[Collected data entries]
PR #1054, opened 2025-09-01
feat: add SystemVerilog backend generator

AFOliveira:
Implements a new backend generator for SystemVerilog output, matching
the exact format used by riscv-opcodes/inst.sverilog. This provides
direct compatibility with hardware designs using the riscv-opcodes
SystemVerilog package format.

Features:
- Generates SystemVerilog package with instruction and CSR definitions
- Outputs 32-bit instruction patterns with proper bit encoding
- Handles compressed (16-bit) instructions correctly
- Supports all standard RISC-V extensions
- Integrated with the ./do build system as gen:sverilog task

The generator produces output identical to riscv-opcodes format:
- Instructions as 'localparam [31:0] NAME = 32'bpattern'
- CSRs as 'localparam logic [11:0] CSR_NAME = 12'haddr'
- Proper alignment and formatting for readability

Tested against riscv-opcodes/inst.sverilog to ensure format compatibility.


jordancarlin:
> CC @jordancarlin If you can test this or spot any errors/improvements, it would be awesome. If you are already working on something similar I can drop this, I just wanted to give a little help and improve UDB's outputs

Thanks @AFOliveira. I started on it a while ago, but haven't touched it since I ran into #893, so let's go with this version since it is more up to date.

This is looking great so far! I have a few comments with differences from the riscv-opcodes version and then some additional comments for things we should improve compared to the riscv-opcodes version since we're reimplementing it anyway:
- Differences from riscv-opcodes to address
  - There are a number of instructions that have `_RV32` versions even though the encoding is the same for both rv32 and rv64. It would be good to avoid this if possible. I noticed it for `AMOCAS_D_RV32`, `C_LD_RV32`, `C_LDSP_RV32`, `C_SD_RV32`, `S_SDSP_RV32`, `LD_RV32`, and `SD_RV32`.
  - All of the *h CSRs have `_RV32` at the end of the name. This convention makes sense for instruction encodings when they are different for rv32/rv64, but the *h CSRs only have one version so it is unnecessary. The riscv-opcodes version also does not do this, so migration will be harder.
  - Beyond missing extensions (which just need to get added to UDB), I also noticed that riscv-opcodes has `C_ILLEGAL` as an instruction and it is missing from the UDB generated version.
- Improvements that we should make over the riscv-opcodes version
  - Instructions are of type `localparam` while CSRs are `localparam logic`. It would be best to standardize on one, and `localparam logic` is probably the right choice here.
  - `*.sverilog` is an unusual file extension to use. `*.svh` would be a more traditional choice for a SystemVerilog header file.
  - Similar to the C header, it might be worth including the exception causes in the generated SystemVerilog header as localparams.

I'll leave some implementation specific comments inline.

backends/generators/sverilog/sverilog_generator.py
```diff
@@ -0,0 +1,179 @@
...
+from generator import load_instructions, load_csrs
+
+
+def format_instruction_name(name):
+    """Format instruction name for SystemVerilog (uppercase with underscores)."""
+    # Handle compressed instructions
+    if name.startswith("c."):
+        name = "C_" + name[2:]
+    # Replace dots with underscores and convert to uppercase
+    return name.replace(".", "_").upper()
```
jordancarlin, line 21: Seems like there is no reason to special-case compressed instructions here? The `c.` --> `C_` conversion should be handled by the standard `name.replace(".", "_").upper()`.

backends/generators/sverilog/sverilog_generator.py
```diff
@@ -0,0 +1,179 @@
...
+
+def format_csr_name(name):
+    """Format CSR name for SystemVerilog (uppercase with underscores)."""
+    return "CSR_" + name.replace(".", "_").upper()
+
+
+def match_to_sverilog_bits(match_str, is_compressed=False):
+    """Convert a match string to SystemVerilog bit pattern."""
+    if not match_str:
+        return "32'b" + "?" * 32
```
jordancarlin, line 32: Shouldn't this throw an error/warning instead of silently generating a match string of all wildcards that will match any instruction? That would be very problematic in use because it might shadow an actual match later.

backends/generators/sverilog/sverilog_generator.py
```diff
@@ -0,0 +1,179 @@
...
+    
+    # For compressed instructions (16-bit), we need to handle them differently
+    # The riscv-opcodes format puts the 16-bit pattern in the lower 16 bits
+    # with the upper 16 bits as wildcards
+    if is_compressed or len(match_str) == 16:
+        # Pad with wildcards on the left for 16-bit instructions
+        match_str = "?" * 16 + match_str
+    elif len(match_str) < 32:
+        # For other cases, pad on the right
+        match_str = match_str + "-" * (32 - len(match_str))
```
jordancarlin, line 42: What cases do you envision this matching? If none, we're probably better off throwing an error here.

backends/generators/sverilog/sverilog_generator.py
```diff
@@ -0,0 +1,179 @@
...
+    return "CSR_" + name.replace(".", "_").upper()
+
+
+def match_to_sverilog_bits(match_str, is_compressed=False):
+    """Convert a match string to SystemVerilog bit pattern."""
+    if not match_str:
+        return "32'b" + "?" * 32
+    
+    # For compressed instructions (16-bit), we need to handle them differently
+    # The riscv-opcodes format puts the 16-bit pattern in the lower 16 bits
```
jordancarlin, line 35: Probably better for comments to stand alone instead of justifying choices based on riscv-opcodes.

backends/generators/sverilog/sverilog_generator.py
```diff
@@ -0,0 +1,179 @@
...
+    
+    # Convert to SystemVerilog format (0, 1, or ?)
+    result = []
+    for bit in match_str:
+        if bit == "0":
+            result.append("0")
+        elif bit == "1":
+            result.append("1")
+        else:  # '-' or any other character
+            result.append("?")
```
jordancarlin, line 52: Could this whole block be simplified to just `match_str.replace("-", "?")`?

backends/generators/sverilog/sverilog_generator.py
```diff
@@ -0,0 +1,179 @@
...
+    
+    return "32'b" + "".join(result)
+
+
+def generate_sverilog(instructions, csrs, output_file):
+    """Generate SystemVerilog package file."""
+    with open(output_file, "w") as f:
+        # Write header
+        f.write("\n/* Automatically generated by parse_opcodes */\n")
```
jordancarlin, line 61: Maybe this is more clear?
```suggestion
        f.write("\n/* Automatically generated by UDB */\n")
```

backends/generators/sverilog/sverilog_generator.py
```diff
@@ -0,0 +1,179 @@
...
+            sv_name = format_instruction_name(name)
+            # Pad the name for alignment
+            padded_name = sv_name.ljust(max_len)
+            
+            # Get the match pattern
+            if isinstance(encoding, dict) and "match" in encoding:
+                match = encoding["match"]
+            else:
+                # If no match field, use all wildcards
+                match = "-" * 32
```
jordancarlin, line 81: As above, please don't generate all wildcards if we don't find a match. A warning/error seems like a better choice here.

backends/generators/sverilog/sverilog_generator.py
```diff
@@ -0,0 +1,179 @@
...
+            
+            # Check if this is a compressed instruction
+            is_compressed = name.startswith("c.")
```
jordancarlin, line 84: Is the `is_compressed` logic necessary since you also check if the instruction encoding is 16 bits in the `match_to_sverilog_bits` function? Seems like it should be fine to just use that to check instead of having both the string-based and encoding-based approaches.

backends/generators/sverilog/sverilog_generator.py
```diff
@@ -0,0 +1,179 @@
...
+        help="Directory containing instruction YAML files",
+    )
+    parser.add_argument(
+        "--csr-dir",
+        default="../../../gen/resolved_spec/_/csr/",
+        help="Directory containing CSR YAML files",
+    )
+    parser.add_argument(
+        "--output", 
+        default="inst.sverilog",
```
jordancarlin, line 119: What about something like this instead?
```suggestion
        default="riscv_decode_package.svh", 
```

backends/generators/sverilog/sverilog_generator.py
```diff
@@ -0,0 +1,179 @@
...
+    parser.add_argument(
+        "--output", 
+        default="inst.sverilog", 
+        help="Output SystemVerilog file name"
+    )
+    parser.add_argument(
+        "--extensions",
+        default="A,D,F,I,M,Q,Zba,Zbb,Zbs,S,System,V,Zicsr,Smpmp,Sm,H,U,Zicntr,Zihpm,Smhpm",
+        help="Comma-separated list of enabled extensions. Default includes standard extensions.",
+    )
```
jordancarlin, line 126: This should not default to a subset of (seemingly arbitrary) extensions. Not sure what the comments means when it says it defaults to the _standard_ extensions. Similar to the generated C header, the default should be to include all extensions.

backends/generators/sverilog/sverilog_generator.py
```diff
@@ -0,0 +1,179 @@
...
+    parser.add_argument(
+        "--arch",
+        default="RV64",
+        choices=["RV32", "RV64", "BOTH"],
+        help="Target architecture (RV32, RV64, or BOTH). Default is RV64.",
+    )
```
jordancarlin, line 132: The generated C header does not have this option. I think it makes sense to keep the same CLI interface for both of them. The default output should also include everything, not just RV64.

AFOliveira:
> * Once this is ready, I think it'd be a good candidate for golden output checking like we do with the instruction appendix

Sure, no problem.

> * Not a must, but I do have a long-term vision of transitioning everything out of backends/ and into tools/ to finish up the file reorg. If it isn't too much work, we could move it there now and save some work down the road.

To keep the commit history organized, can we first merge these two (this PR and #1051) and then I may move the full generator folder from one place to another?

jordancarlin:
> > * Once this is ready, I think it'd be a good candidate for golden output checking like we do with the instruction appendix
> 
> Sure, no problem.

We should also add the generated C header as a golden output to avoid issues like #893 from popping up again.

AFOliveira:
Superseeded by #1090

PR #1063, opened 2025-09-04
fix: incorrect pseudoinstruction name for bge (fixes #1062)

### LINKED ISSUE #1062: incorrect pseudoinstruction name in bge instruction
**Describe the bug**
The semantics of the bge xs1, xs2, imm instruction is described as follows:

>   Branch to PC + imm if
>   the signed value in register xs1 is greater than or equal to the signed value in register xs2.

But in the pseudoinstructions we have:
```
pseudoinstructions:
  - when: xs1 == 0
    to: blez xs2,imm
  - when: xs2 == 0
    to: blez xs1,imm
```
So, when xs2 equals zero then the branch is taken if xs1 is greater than or equal than zero,
so per definition the name should be bgez like this:
```
pseudoinstructions:
  - when: xs1 == 0
    to: blez xs2,imm
  - when: xs2 == 0
    to: bgez xs1,imm
```

**To Reproduce**
n/a

n/a

**Screenshots**
not necessary

**Additional context**
not necessary

hansfbaier:
the second pseudoinstruction name is incorrect (see #1062)

### DIFF
--- a/spec/std/isa/inst/I/bge.yaml
+++ b/spec/std/isa/inst/I/bge.yaml
@@ -33,7 +33,7 @@ pseudoinstructions:
   - when: xs1 == 0
     to: blez xs2,imm
   - when: xs2 == 0
-    to: blez xs1,imm
+    to: bgez xs1,imm
 operation(): |
   XReg lhs = X[xs1];
   XReg rhs = X[xs2];


ThinkOpenly (approved):
Thank you!

hansfbaier:
My pleasure!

About this task →
Copy all lines of the records that have the string "greater" in them.

Solution to the exercise →
>   the signed value in register xs1 is greater than or equal to the signed value in register xs2.
So, when xs2 equals zero then the branch is taken if xs1 is greater than or equal than zero,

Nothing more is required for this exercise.